A Polícia Federal (PF) deflagrou, nesta quinta-feira (16/10), a sétima fase da Operação Overclean, que investiga uma organização criminosa suspeita de fraudes em licitações, desvio de recursos públicos, corrupção e lavagem de dinheiro. Entre os alvos da nova etapa está um prefeito de um município do interior da Bahia, conforme apurou a coluna.
Ao todo, os investigadores cumprem seis mandados de busca e apreensão, uma medida cautelar de afastamento de agente público do cargo e ordens de sequestro de valores nas cidades de Salvador (BA), Riacho de Santana (BA), Wenceslau Guimarães (BA) e Arraial do Cabo (RJ). As medidas foram expedidas pelo Supremo Tribunal Federal (STF).
Os investigados respondem pelos crimes de organização criminosa, corrupção ativa e passiva, peculato, fraude em licitações e contratos administrativos, além de lavagem de dinheiro.
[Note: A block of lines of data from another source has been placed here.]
PR #69, opened 2024-03-19
Chore/remove unused dev dep to types glob

sebbi08:
The dependency creates a version problem with min match when combined with the connector


jkoenig134 (approved):

jkoenig134:
If there is a problem you will need a verison bump.

sebbi08:
> If there is a problem you will need a verison bump.

Only in dev time when both are combined, so next normal release should be fine

PR #71, opened 2024-03-21
fix/test race condition

Magnus-Kuhn:
Decided to then have two methods called `exchangeMessageWithRequest` (one each for RequestModule active resp. inactive) since the inactive case is not expected to be used in any new tests. (This is also consistent with the inactive case methods not being exported anywhere except their file.)


jkoenig134 (approved):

Sexta fase: deputado interceptado em 30 segundos
Na terça-feira (14/10), a PF deflagrou a sexta fase da Overclean, que teve como alvo o deputado federal Dal Barreto (União Brasil-BA). A coluna revelou com exclusividade que o parlamentar foi interceptado pela PF no Aeroporto Internacional de Salvador, em uma ação que durou menos de 30 segundos.
O deputado foi abordado logo após passar pelo raio-x, teve o celular apreendido e foi conduzido a uma sala reservada da PF no próprio terminal.
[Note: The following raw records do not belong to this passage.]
PR #3022, opened 2026-05-18
fix(router): CoupledPathfinder intra_pair_clearance floor + 2-pad polarity-swap (#3012)

### LINKED ISSUE #3012: router: CoupledPathfinder ignores intra_pair_clearance, produces overlapping diff-pair traces
## Summary

``DiffPairRouter.route_differential_pair_coupled`` builds the
``CoupledPathfinder`` with ``target_spacing_cells`` derived from
``pair.rules.spacing`` (typ. 0.15-0.2 mm) and never consults
``NetClassRouting.effective_intra_pair_clearance()``.  On boards whose
per-pair intra clearance exceeds the default
``DifferentialPairRules.spacing``, the search lays both centerlines
too close together — producing routes whose **edges overlap**
(observed -0.150 mm on board 07 = 100% overlap with 0.15 mm trace
width) and triggering thousands of ``diffpair_clearance_intra`` DRC
violations.

## Discovery context (PR #3005 judge follow-up)

PR #3005 hardens the inline serpentine shim (``length_critical``
gating, clearance-aware bulge, partner clearance check).  That shim
hardening is correct and lands as-is, but PR #3005's empirical claim
of "0 ``diffpair_clearance_intra`` with ``--differential-pairs``" on
board 07 did NOT reproduce.  Re-routing board 07 with
``--differential-pairs --net-class-map ...`` against the d25f9782
HEAD produces ~459 ``diffpair_clearance_intra`` violations (post
trace-optimizer) / ~2830 without the optimizer, with overlaps up to
-0.150 mm.

Per the judge's CI scope-split recommendation, PR #3005 drops the
``--differential-pairs`` re-enable on board 07's recipe and files
this follow-up for the upstream root cause.

## Repro

```bash
# Enable --differential-pairs on board 07's recipe (or run kct route
# directly), then re-route + check:
uv run python -m kicad_tools.cli route boards/07-matchgroup-test/output/matchgroup_test.kicad_pcb \
  --output /tmp/mgt.kicad_pcb --manufacturer jlcpcb --strategy negotiated \
  --no-auto-layers --layers 4 --differential-pairs --seed 42 --timeout 600 \
  --skip-nets GND,+1V2,+1V8 \
  --net-class-map boards/07-matchgroup-test/output/net_class_map.json

uv run kct check /tmp/mgt.kicad_pcb --mfr jlcpcb --format json \
  --net-class-map boards/07-matchgroup-test/output/net_class_map.json
```

Expected: 0 ``diffpair_clearance_intra``.  Actual: ~459.

## Root cause (verified)

1. ``diffpair_routing.py:1564`` computes
   ``spacing_cells = int(spacing / grid.resolution)`` where ``spacing
   = pair.rules.spacing`` (default 0.15 mm for HDMI).  The
   ``NetClassRouting.intra_pair_clearance`` from the sidecar is never
   consulted.
2. ``CoupledPathfinder.__init__`` does not accept any
   ``intra_pair_clearance`` parameter; the search only enforces a
   tolerance around ``target_spacing_cells``.
3. In ``_get_coupled_neighbors``, the "approach phase" tolerance
   widens to ``target_spacing_cells`` itself (line 371), permitting
   ``new_spacing`` to drop to 0 — both centerlines coincident — near
   the goal pads.  The asymmetric "converge" moves (lines 397-437)
   also do not enforce a floor.

## Suggested fix sketch (out of scope for #3003)

1. Compute ``required_center_spacing = trace_width +
   net_class.effective_intra_pair_clearance()`` in
   ``route_differential_pair_coupled`` (max with ``pair.rules.spacing``).
   Use ``math.ceil`` (not ``int``) when converting to grid cells.
2. Add a ``min_spacing_cells`` parameter to ``CoupledPathfinder.__init__``.
3. In ``_get_coupled_neighbors``, enforce ``new_spacing >=
   min_spacing_cells`` as a hard floor (independent of approach
   tolerance), exempting only the start/goal pad cells.
4. Mirror the floor enforcement into the two asymmetric "converge"
   moves.
5. Verify the trace optimizer / pull-tight pass uses ``intra_pair_clearance``
   (not ``trace_clearance``) for partner-net edges -- the optimizer
   currently reduces but does not eliminate the violations (2830 ->
   459 on board 07).

I attempted (1)-(4) in PR #3005 doctor session and the residual
violation count did NOT drop materially -- something downstream
(``pull_tight_pass`` in the trace optimizer, or fine-zone interaction
with the coarse grid) is also producing overlapping geometry.  This
issue is left intentionally open-ended on the suggested fix because
the next implementer will need to instrument the optimizer to
identify the remaining producer(s).

## Acceptance criteria

- [ ] Board 07 with ``--differential-pairs`` enabled produces 0
      ``diffpair_clearance_intra`` violations (or under a justified
      allowlist).
- [ ] Existing ``test_diffpair_serpentine_clearance.py`` + ``test_diffpair.py``
      still pass.
- [ ] No regression on other boards' diff-pair routing.

## Hard limits

- Do NOT widen DRC tolerances.
- Do NOT undo PR #3000's ``--net-class-map`` plumbing.
- Do NOT modify the audited Phase 2F/3I tuners.
- Do NOT regress PR #3005's shim hardening or its unit-test regression
  suite.

rjwalters:
## Summary

Adds a hard within-pair-spacing floor to ``CoupledPathfinder`` derived
from ``(trace_width + effective_intra_pair_clearance) / grid.resolution``,
and fixes the 2-pad fast path to detect polarity-swap pad layouts.
Incorporates PR #3005's serpentine clearance hardening to keep the
fix-set complete when this PR merges first.

Closes #3012 (partial -- floor + polarity-swap; empirical AC
deferred to a follow-up grid-resolution issue, see below).

## What changed in ``CoupledPathfinder``

| Hook | Bug | Fix |
|------|-----|-----|
| ``__init__`` | No knowledge of per-pair intra clearance. | Accepts ``min_spacing_cells`` (defaults to 0 for legacy callers). |
| ``_get_coupled_neighbors`` symmetric move (line 353) | Approach-phase tolerance widens to ``max(1, target)``, admitting spacing ``[0, 2*target]``. | New check ``new_spacing >= self.min_spacing_cells`` (bypassed only when BOTH new positions are endpoint cells). |
| ``_get_coupled_neighbors`` asymmetric P-advance (line 393) | Same bug; no floor. | Same fix. |
| ``_get_coupled_neighbors`` asymmetric N-advance (line 417) | Same bug; no floor. | Same fix. |
| ``route_differential_pair_coupled`` | Computed ``spacing_cells = int(pair.rules.spacing / grid.resolution)`` using the per-type ``DifferentialPairRules.spacing`` (an edge-to-edge config, not center-to-center) and never consulted ``NetClassRouting``. | Computes ``required_center_spacing = trace_width + effective_intra_pair_clearance`` from the per-pair ``NetClassRouting``, uses ``math.ceil``, and passes ``min_spacing_cells`` through to the pathfinder. |
| ``route_differential_pair_coupled`` 2-pad fast path | Hardcoded ``polarity_swap=False`` -- the search collapses spacing mid-run on inverted-row layouts (board-07 DDR strobe). | Calls ``_polarity_swap_between`` (the same detector used in the N-pad path). |

## What changed from PR #3005 (folded in to avoid losing it)

PR #3005 hardens the inline serpentine shim used inside
``route_differential_pair_coupled``.  Since PR #3005 is still in
review at the time of this commit and the issue brief explicitly
called out ""Do NOT regress PR #3005's shim hardening"", I folded
PR #3005's changes (and its 9-case test suite
``tests/test_diffpair_serpentine_clearance.py``) into this PR verbatim:

* ``create_serpentine`` and ``match_pair_lengths`` gain ``partner_route``
  and ``intra_pair_clearance_mm`` parameters.  When provided, the
  serpentine bulges AWAY from the partner using ``_outer_normal_hint``
  and runs a DRC self-check (``segment_clearance``) before commit.
* ``route_differential_pair_coupled`` gates the inline shim on
  ``length_critical=True`` -- non-critical pairs defer to the audited
  Phase 3I tuner (``tune_diff_pair_skew``).

If PR #3005 merges to ``main`` first this PR will need to rebase and
the changes will resolve cleanly (same lines, same intent).

## Empirical result (board 07, recipe from issue #3012)

```
cd .loom/worktrees/issue-3012 && uv run python -m kicad_tools.cli route \\
  boards/07-matchgroup-test/output/matchgroup_test.kicad_pcb \\
  --output /tmp/mgt.kicad_pcb --manufacturer jlcpcb --strategy negotiated \\
  --no-auto-layers --layers 4 --differential-pairs --seed 42 --timeout 600 \\
  --skip-nets GND,+1V2,+1V8 \\
  --net-class-map boards/07-matchgroup-test/output/net_class_map.json
```

|                            | Yield | ``diffpair_clearance_intra`` | Total DRC |
|----------------------------|-------|------------------------------|-----------|
| Baseline (no fix)          | 29/31 | 459                          | 534       |
| This PR                    | 29/31 | **434**                      | **509**   |
| Per-pair breakdown (this PR): | | |
| &nbsp;&nbsp;DQS_P/N        |       | **2** (was 48 -- polarity-swap fix) | |
| &nbsp;&nbsp;MIPI_CLK_P/N   |       | ~100 | |
| &nbsp;&nbsp;TMDS_D0/1/2_P/N |      | ~150 each | |

The polarity-swap fix on DQS is dramatic (48 -> 2, 95% reduction).
The floor enforcement helps marginally everywhere else.

## Why the AC is NOT fully met (and what I'd file as a follow-up)

The issue's empirical AC is ``0 diffpair_clearance_intra``
(or under a justified allowlist).  This PR lands 434 -- a 5%
reduction.  The dominant residual violations are caused by an
ARCHITECTURAL grid-resolution issue, not by the spacing floor:

* ``kct route`` itself emits the warning::

      UserWarning: Grid resolution 0.127mm may cause clearance
      violations with 0.15mm clearance. Recommend
      grid_resolution <= 0.075mm for reliable DRC compliance.

  The auto-selected grid (0.127 mm) is too coarse for the 0.1 mm
  intra-pair clearance: ``2 cells × 0.127 = 0.254 mm`` centerline
  spacing yields an edge-to-edge gap of ``0.254 - 0.15 = 0.104 mm``
  -- right at the threshold, and grid-quantization slack pushes
  it below.
* Many violating segment pairs have ``actual_value`` in the
  ``[0.05, 0.10) mm`` range -- below the ``0.1 mm`` requirement by
  the size of the quantization noise, not by the size of a search
  bug.  My floor of ``2 cells`` is the maximum I can enforce on a
  0.127 mm grid without choosing a value larger than the target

A ação foi discreta e técnica, passando despercebida pela maioria dos passageiros.
Além do deputado, foram alvo da operação dois aliados políticos dele:
• Ubaldo Neto, que se apresenta como empresário e seria operador financeiro do parlamentar;
• Danilton Oliveira, também empresário, apontado como laranja e responsável por movimentar valores em nome do deputado.
Fraudes e desvios milionários
A Operação Overclean foi iniciada em dezembro de 2024 para apurar um esquema milionário de corrupção envolvendo recursos públicos destinados a municípios por meio de emendas parlamentares.
As investigações revelaram licitações direcionadas, contratos superfaturados e o uso de empresas de fachada para simular concorrência e dissimular a origem dos valores desviados.
Segundo a PF, as fraudes eram sistemáticas e contavam com núcleos político, empresarial e contábil, responsáveis por liberar verbas e operacionalizar a lavagem de dinheiro.
Desde a primeira fase, a Overclean identificou planilhas com mais de 100 nomes e codinomes ligados ao esquema. Entre os investigados estão empresários e políticos baianos, incluindo o empresário José Marcos de Moura, conhecido como “Rei do Lixo”, apontado como articulador político do grupo.
A operação é conduzida pela Polícia Federal, com apoio da Controladoria-Geral da União (CGU) e da Receita Federal, sob supervisão do Supremo Tribunal Federal. Os materiais apreendidos nesta sétima fase serão periciados para rastrear o fluxo financeiro dos contratos e identificar novos beneficiários.